> _Work order_: A line below contains "src/Consolonia.NUnit/Assembly.cs", and a later one contains "jinek, line 3: Why". Repeat both, with every line between them, exactly.

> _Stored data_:
··········

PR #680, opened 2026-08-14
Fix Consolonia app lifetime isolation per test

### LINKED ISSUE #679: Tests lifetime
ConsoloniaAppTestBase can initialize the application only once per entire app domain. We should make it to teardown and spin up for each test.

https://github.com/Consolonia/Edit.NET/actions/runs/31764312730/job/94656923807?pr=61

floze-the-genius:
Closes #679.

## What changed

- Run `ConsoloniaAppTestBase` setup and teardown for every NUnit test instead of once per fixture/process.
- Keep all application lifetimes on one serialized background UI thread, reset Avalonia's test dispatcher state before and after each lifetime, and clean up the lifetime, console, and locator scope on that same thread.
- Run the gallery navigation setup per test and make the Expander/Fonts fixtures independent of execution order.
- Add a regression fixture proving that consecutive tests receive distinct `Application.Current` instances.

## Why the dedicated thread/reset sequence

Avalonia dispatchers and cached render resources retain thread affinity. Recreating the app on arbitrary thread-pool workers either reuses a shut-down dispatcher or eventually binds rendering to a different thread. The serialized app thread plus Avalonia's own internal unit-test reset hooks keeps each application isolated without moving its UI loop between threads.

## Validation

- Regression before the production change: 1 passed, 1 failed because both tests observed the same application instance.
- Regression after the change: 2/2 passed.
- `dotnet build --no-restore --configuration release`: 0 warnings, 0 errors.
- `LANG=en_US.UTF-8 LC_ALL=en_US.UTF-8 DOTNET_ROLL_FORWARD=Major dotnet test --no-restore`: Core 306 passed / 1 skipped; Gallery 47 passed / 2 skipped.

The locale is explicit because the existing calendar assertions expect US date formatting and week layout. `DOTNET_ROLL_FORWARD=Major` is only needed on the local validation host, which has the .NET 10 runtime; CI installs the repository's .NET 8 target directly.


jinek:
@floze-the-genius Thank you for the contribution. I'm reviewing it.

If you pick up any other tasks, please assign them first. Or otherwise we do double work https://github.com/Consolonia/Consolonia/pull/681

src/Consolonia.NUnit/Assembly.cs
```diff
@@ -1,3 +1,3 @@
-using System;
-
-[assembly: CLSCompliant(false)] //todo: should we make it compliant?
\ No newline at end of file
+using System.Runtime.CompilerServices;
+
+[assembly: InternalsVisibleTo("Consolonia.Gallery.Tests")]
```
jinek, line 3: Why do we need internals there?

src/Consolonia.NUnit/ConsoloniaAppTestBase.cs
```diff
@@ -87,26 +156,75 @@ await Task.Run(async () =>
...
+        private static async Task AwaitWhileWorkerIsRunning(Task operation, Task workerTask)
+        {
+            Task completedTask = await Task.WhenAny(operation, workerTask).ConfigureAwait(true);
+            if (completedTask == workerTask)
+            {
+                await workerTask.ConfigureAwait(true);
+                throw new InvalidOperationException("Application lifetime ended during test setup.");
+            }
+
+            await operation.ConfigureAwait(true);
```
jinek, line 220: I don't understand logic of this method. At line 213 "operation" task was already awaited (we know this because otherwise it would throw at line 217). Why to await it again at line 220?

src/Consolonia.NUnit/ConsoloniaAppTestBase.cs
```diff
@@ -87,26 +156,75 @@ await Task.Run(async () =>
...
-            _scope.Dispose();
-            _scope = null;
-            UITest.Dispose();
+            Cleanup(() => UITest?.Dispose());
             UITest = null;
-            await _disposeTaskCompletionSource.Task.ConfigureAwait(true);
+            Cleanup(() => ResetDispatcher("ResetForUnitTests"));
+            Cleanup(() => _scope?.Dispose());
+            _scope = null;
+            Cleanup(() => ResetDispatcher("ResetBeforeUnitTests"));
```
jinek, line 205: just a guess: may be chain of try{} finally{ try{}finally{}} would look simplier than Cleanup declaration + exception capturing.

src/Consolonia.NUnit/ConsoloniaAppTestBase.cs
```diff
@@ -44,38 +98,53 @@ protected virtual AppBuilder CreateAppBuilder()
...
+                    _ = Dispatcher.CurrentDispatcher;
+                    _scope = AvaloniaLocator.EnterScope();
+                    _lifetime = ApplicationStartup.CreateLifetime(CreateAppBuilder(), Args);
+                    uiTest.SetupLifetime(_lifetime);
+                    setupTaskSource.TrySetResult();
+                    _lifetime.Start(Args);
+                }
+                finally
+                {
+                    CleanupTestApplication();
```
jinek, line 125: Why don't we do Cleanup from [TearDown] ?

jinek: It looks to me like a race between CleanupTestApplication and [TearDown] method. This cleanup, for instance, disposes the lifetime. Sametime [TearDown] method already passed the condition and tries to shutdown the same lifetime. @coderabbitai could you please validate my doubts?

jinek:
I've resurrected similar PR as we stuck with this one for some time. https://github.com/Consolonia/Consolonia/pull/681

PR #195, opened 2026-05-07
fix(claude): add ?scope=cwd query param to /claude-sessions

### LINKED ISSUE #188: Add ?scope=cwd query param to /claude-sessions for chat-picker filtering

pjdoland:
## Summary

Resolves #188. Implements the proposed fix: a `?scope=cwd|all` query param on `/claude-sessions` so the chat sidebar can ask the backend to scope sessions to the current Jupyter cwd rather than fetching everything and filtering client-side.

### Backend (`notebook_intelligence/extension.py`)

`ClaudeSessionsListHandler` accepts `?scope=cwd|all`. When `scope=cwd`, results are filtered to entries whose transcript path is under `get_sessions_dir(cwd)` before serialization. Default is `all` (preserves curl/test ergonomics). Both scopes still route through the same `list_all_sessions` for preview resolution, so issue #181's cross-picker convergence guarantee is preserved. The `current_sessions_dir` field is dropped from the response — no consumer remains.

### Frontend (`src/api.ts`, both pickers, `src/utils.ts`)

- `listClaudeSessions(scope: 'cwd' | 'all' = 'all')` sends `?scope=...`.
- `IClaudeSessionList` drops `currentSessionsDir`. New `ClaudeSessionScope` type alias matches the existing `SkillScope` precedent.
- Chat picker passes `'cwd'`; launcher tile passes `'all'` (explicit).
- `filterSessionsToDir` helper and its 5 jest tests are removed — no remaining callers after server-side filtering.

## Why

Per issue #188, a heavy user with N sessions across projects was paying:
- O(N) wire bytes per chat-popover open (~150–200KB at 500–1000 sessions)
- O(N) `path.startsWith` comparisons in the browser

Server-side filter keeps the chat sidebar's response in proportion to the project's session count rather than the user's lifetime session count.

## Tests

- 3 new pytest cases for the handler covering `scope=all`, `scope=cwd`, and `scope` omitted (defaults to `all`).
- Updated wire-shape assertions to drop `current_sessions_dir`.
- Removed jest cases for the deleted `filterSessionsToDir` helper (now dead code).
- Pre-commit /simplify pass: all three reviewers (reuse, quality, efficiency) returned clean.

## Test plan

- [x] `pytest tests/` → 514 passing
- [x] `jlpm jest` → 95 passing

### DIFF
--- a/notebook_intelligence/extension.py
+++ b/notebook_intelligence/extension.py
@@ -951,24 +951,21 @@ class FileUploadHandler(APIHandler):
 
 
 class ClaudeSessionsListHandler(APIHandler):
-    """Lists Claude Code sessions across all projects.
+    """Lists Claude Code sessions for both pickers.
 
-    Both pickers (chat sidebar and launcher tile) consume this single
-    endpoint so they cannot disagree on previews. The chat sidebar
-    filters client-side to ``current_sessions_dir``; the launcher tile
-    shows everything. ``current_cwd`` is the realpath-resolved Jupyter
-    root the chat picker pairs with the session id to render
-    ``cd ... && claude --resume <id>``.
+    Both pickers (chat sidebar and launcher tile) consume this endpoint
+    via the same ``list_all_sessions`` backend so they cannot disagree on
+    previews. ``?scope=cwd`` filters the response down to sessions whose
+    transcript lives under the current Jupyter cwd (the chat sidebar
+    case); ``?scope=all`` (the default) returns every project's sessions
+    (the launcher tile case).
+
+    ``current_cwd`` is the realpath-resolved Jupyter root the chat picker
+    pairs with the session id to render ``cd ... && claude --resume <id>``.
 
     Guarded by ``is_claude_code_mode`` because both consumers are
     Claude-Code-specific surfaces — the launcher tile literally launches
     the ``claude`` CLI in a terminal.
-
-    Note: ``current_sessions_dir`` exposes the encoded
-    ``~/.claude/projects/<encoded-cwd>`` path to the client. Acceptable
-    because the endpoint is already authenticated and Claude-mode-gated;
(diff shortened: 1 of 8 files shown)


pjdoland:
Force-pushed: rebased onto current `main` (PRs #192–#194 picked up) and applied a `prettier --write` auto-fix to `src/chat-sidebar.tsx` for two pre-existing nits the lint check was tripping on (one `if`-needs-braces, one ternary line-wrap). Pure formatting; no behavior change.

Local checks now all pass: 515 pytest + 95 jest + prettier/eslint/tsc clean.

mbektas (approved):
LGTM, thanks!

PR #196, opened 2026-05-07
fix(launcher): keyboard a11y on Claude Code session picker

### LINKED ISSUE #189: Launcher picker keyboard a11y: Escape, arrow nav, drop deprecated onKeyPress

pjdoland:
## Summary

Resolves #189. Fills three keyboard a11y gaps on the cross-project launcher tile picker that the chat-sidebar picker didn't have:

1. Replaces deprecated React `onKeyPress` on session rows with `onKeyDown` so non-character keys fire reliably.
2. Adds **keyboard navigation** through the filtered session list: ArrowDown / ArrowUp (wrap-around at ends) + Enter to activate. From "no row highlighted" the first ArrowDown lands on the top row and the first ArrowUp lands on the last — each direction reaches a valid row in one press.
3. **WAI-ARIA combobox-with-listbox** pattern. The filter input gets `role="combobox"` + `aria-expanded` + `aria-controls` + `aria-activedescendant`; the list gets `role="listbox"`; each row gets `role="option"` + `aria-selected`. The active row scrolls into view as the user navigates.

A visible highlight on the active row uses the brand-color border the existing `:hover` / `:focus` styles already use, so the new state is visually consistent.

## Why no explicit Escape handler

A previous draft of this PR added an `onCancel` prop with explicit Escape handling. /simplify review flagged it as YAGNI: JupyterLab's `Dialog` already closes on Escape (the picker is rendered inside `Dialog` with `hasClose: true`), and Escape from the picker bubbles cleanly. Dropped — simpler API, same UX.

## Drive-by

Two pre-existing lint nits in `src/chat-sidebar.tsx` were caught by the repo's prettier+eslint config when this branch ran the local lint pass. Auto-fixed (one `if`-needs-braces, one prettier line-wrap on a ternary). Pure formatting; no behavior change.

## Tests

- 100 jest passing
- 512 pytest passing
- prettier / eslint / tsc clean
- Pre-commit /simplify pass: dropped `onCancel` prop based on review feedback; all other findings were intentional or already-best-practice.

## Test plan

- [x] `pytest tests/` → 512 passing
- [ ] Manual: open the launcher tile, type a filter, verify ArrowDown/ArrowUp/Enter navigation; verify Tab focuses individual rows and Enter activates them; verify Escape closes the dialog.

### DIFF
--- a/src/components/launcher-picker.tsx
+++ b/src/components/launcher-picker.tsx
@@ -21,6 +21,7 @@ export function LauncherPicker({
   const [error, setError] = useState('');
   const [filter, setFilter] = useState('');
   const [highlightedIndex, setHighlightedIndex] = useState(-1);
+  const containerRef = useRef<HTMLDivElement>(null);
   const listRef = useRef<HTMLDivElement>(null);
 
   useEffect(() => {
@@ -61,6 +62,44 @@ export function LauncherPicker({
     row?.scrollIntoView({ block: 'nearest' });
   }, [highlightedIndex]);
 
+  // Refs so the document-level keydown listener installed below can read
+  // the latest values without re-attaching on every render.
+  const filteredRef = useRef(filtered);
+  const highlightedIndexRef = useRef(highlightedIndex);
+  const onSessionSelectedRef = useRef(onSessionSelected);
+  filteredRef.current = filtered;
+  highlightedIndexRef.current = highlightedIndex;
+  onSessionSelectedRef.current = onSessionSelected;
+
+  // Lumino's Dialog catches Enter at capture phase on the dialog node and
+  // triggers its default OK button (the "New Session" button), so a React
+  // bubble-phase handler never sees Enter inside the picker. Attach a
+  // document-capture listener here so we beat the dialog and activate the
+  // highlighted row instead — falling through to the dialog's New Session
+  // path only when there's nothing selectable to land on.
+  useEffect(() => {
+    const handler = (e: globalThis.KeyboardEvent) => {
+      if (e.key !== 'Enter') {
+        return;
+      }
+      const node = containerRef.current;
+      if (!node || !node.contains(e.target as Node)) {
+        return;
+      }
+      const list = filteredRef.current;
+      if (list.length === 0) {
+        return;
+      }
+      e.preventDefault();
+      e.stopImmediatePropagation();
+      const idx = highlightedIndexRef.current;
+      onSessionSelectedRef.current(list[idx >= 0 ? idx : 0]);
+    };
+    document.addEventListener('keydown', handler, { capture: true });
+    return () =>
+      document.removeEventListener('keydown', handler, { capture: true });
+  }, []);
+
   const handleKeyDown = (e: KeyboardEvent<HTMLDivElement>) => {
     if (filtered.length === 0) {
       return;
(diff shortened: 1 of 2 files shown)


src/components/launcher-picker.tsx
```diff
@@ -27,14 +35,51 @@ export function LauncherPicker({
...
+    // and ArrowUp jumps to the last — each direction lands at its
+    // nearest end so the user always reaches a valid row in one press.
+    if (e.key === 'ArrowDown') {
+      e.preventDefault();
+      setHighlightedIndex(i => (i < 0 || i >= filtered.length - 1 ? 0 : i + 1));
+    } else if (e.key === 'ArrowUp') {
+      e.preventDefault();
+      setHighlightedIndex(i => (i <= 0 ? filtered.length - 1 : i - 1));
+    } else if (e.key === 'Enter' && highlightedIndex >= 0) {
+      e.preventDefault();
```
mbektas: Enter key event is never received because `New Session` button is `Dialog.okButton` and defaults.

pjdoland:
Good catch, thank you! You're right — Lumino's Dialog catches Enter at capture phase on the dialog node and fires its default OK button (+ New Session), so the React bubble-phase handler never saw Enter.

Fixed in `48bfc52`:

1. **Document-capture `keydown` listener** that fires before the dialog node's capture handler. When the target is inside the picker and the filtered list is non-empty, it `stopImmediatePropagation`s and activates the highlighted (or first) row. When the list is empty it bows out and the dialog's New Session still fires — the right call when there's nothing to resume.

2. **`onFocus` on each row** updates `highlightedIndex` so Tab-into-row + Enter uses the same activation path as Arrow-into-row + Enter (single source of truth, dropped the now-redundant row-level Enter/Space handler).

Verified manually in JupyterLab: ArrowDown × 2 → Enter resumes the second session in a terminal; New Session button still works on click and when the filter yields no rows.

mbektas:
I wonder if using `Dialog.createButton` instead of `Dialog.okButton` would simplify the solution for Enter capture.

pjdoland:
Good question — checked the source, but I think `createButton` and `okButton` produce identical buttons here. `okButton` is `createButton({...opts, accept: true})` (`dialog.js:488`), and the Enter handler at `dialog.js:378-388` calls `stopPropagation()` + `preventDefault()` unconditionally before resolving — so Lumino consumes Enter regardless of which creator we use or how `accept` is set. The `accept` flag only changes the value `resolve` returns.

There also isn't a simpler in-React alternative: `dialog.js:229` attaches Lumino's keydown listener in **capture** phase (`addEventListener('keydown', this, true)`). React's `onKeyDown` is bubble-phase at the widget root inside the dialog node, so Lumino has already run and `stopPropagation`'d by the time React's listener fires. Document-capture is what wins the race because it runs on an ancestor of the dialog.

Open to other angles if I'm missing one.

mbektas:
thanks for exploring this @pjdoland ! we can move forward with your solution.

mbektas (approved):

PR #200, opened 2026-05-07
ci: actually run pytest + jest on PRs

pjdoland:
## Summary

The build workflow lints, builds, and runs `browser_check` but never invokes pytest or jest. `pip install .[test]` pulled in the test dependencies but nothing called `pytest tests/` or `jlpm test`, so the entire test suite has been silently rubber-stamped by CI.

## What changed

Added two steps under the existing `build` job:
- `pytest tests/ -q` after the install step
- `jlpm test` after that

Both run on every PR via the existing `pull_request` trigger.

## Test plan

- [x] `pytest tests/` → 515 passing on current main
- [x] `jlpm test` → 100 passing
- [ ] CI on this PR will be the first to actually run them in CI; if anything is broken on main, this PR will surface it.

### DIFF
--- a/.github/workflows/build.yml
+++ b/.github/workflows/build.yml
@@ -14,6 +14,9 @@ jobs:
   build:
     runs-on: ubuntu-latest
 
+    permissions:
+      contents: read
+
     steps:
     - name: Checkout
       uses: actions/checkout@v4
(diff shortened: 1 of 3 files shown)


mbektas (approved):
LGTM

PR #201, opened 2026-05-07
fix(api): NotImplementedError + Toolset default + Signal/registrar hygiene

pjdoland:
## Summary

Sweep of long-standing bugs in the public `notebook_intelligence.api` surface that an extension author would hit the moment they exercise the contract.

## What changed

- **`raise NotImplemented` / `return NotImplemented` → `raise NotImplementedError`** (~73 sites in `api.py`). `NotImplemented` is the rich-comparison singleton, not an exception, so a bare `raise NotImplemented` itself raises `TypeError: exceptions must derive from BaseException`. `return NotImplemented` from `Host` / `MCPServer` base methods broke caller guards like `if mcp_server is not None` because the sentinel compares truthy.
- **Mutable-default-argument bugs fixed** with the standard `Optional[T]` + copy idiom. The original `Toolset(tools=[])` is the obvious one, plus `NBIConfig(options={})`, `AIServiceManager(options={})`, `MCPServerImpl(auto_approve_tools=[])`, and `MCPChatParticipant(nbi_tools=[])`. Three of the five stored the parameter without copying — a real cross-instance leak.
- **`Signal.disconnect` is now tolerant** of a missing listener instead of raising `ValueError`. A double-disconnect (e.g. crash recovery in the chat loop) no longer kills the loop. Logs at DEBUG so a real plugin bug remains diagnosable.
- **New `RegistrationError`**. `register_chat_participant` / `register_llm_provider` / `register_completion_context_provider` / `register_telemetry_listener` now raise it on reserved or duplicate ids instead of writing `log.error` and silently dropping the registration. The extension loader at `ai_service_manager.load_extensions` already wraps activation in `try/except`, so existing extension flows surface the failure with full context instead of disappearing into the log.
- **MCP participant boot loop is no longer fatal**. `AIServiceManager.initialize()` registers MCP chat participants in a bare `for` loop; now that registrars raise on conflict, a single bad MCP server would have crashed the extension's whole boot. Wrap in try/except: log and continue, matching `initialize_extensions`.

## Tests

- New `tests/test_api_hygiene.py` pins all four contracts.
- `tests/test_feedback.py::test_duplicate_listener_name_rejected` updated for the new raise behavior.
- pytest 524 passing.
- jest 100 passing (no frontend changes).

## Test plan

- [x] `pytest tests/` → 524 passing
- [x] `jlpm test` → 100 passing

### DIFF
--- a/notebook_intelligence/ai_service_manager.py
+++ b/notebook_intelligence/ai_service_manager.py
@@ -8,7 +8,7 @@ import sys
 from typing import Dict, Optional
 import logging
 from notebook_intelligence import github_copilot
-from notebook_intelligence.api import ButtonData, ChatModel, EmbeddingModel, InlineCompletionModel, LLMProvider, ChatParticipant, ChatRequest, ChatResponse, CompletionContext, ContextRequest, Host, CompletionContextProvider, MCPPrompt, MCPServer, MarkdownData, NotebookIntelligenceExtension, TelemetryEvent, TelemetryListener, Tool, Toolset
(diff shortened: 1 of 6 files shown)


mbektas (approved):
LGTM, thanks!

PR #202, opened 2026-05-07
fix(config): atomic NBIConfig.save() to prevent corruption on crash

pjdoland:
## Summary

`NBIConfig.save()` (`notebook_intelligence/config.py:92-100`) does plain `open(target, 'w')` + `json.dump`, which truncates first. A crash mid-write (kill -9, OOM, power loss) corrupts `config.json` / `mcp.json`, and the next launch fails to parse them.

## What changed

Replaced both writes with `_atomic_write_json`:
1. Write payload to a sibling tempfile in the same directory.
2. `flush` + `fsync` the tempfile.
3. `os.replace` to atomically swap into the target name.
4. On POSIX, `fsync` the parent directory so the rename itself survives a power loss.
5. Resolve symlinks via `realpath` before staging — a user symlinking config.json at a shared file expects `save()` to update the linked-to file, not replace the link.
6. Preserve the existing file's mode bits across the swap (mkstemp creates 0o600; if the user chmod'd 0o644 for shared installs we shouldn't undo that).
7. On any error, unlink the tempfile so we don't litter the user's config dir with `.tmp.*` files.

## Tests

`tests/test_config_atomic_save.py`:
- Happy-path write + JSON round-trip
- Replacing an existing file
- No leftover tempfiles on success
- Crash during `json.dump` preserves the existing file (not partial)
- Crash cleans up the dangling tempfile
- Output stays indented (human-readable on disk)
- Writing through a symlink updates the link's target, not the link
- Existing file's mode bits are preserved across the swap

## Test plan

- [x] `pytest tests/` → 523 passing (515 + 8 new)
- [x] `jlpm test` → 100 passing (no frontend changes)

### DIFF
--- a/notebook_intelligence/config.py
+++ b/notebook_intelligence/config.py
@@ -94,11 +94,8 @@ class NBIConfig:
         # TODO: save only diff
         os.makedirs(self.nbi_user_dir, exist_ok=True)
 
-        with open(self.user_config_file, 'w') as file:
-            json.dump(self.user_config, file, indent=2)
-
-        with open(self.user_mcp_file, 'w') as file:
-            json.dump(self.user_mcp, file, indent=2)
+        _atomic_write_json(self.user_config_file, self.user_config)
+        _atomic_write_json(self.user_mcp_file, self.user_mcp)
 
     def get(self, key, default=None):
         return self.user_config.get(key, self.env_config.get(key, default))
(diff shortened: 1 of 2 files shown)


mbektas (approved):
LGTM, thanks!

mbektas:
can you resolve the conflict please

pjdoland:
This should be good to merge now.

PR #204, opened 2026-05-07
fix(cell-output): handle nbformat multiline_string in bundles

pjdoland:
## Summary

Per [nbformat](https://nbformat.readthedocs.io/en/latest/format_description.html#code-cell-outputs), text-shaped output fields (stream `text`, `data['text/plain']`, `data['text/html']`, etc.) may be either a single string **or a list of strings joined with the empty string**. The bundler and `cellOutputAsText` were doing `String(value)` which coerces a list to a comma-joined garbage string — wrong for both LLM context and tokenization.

··········

> _Solution for this exercise_:
src/Consolonia.NUnit/Assembly.cs
```diff
@@ -1,3 +1,3 @@
-using System;
-
-[assembly: CLSCompliant(false)] //todo: should we make it compliant?
\ No newline at end of file
+using System.Runtime.CompilerServices;
+
+[assembly: InternalsVisibleTo("Consolonia.Gallery.Tests")]
```
jinek, line 3: Why do we need internals there?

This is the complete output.